Work order: Where the word "have" appears in a line below, copy the whole line.

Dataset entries
--------------------------------

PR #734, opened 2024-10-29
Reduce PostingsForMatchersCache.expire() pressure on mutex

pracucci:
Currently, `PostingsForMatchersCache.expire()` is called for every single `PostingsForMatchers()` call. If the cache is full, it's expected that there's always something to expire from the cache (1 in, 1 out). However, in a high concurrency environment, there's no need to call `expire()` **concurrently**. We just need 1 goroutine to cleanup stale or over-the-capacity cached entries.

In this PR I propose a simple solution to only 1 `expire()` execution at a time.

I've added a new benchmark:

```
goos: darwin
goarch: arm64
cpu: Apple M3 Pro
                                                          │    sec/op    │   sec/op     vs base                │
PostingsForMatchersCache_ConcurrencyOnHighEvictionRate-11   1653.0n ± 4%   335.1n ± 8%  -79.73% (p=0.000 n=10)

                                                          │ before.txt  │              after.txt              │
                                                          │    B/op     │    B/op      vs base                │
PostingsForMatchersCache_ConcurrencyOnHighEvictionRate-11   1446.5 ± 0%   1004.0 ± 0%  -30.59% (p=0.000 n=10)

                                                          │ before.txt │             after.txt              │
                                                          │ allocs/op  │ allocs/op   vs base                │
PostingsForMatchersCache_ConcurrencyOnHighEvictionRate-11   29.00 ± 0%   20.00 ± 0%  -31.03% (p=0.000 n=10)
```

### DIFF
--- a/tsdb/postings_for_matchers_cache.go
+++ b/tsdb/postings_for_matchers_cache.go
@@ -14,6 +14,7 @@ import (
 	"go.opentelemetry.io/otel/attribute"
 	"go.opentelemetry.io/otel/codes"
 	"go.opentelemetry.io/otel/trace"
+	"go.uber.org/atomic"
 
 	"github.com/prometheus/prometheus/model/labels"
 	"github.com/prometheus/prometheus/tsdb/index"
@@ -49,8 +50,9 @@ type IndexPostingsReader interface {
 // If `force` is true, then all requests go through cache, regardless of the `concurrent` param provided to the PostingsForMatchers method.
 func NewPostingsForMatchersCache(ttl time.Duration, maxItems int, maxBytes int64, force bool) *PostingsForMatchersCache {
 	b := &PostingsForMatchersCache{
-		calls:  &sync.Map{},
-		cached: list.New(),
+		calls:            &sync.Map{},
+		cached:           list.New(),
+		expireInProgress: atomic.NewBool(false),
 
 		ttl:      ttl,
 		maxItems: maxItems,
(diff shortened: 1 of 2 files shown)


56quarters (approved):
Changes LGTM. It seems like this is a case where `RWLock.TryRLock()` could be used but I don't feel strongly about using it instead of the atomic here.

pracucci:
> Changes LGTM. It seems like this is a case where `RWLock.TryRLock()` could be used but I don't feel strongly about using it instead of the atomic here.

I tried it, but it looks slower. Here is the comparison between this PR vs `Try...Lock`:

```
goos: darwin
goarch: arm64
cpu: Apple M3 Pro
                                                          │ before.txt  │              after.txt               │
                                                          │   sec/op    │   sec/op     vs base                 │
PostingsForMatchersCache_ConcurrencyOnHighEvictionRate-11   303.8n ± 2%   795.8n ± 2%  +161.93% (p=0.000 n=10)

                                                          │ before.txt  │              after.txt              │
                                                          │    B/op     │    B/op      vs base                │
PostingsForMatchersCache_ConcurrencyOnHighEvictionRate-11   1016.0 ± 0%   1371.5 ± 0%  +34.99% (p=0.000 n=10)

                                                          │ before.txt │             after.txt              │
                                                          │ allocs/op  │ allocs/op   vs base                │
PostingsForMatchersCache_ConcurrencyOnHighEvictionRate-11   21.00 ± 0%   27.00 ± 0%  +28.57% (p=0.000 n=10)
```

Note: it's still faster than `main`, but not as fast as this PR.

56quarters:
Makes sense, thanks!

--------------------------------

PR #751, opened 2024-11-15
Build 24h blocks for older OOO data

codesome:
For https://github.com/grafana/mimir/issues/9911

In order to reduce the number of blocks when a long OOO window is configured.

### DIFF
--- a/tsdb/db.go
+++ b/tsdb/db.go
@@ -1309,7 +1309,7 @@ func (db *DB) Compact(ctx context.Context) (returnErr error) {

--------------------------------

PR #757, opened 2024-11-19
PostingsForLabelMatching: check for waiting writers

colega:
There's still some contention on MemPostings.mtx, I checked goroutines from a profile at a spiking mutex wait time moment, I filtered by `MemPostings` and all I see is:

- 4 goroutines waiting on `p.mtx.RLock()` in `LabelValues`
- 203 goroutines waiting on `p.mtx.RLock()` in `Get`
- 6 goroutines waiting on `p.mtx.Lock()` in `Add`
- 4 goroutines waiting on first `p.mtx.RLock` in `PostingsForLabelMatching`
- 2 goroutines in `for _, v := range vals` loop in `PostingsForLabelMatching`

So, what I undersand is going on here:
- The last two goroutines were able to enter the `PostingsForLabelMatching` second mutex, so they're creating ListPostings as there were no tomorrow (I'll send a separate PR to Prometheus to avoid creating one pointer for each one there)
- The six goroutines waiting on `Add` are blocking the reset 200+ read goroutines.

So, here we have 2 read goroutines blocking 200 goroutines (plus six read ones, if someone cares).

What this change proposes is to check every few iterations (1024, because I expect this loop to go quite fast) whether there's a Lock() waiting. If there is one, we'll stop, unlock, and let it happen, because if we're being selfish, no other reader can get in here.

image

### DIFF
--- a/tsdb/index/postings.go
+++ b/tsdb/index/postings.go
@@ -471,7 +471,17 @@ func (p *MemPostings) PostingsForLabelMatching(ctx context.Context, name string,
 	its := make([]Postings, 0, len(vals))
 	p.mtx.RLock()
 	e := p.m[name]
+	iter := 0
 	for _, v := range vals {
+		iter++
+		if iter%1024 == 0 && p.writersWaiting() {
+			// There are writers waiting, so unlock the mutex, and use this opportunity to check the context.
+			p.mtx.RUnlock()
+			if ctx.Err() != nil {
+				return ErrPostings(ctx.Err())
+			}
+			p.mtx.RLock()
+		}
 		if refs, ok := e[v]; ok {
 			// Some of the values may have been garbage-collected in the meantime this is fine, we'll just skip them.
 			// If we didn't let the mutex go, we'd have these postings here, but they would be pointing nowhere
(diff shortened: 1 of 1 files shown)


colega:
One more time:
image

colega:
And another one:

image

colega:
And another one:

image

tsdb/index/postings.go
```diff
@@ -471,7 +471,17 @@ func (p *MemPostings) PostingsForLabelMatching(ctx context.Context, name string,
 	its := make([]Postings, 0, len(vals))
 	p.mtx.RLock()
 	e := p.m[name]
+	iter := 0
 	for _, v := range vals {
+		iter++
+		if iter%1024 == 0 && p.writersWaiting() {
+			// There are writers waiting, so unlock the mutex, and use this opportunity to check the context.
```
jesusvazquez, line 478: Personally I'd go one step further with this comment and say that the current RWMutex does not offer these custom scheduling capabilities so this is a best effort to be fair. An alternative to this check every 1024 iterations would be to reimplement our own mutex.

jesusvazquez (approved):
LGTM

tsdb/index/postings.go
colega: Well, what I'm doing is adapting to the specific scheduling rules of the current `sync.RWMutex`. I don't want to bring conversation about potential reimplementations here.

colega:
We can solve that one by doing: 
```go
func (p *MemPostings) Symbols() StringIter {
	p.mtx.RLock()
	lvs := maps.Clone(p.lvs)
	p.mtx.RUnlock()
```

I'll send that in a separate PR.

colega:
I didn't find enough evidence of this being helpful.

--------------------------------

Solved problem:
So, here we have 2 read goroutines blocking 200 goroutines (plus six read ones, if someone cares).
 			// Some of the values may have been garbage-collected in the meantime this is fine, we'll just skip them.
 			// If we didn't let the mutex go, we'd have these postings here, but they would be pointing nowhere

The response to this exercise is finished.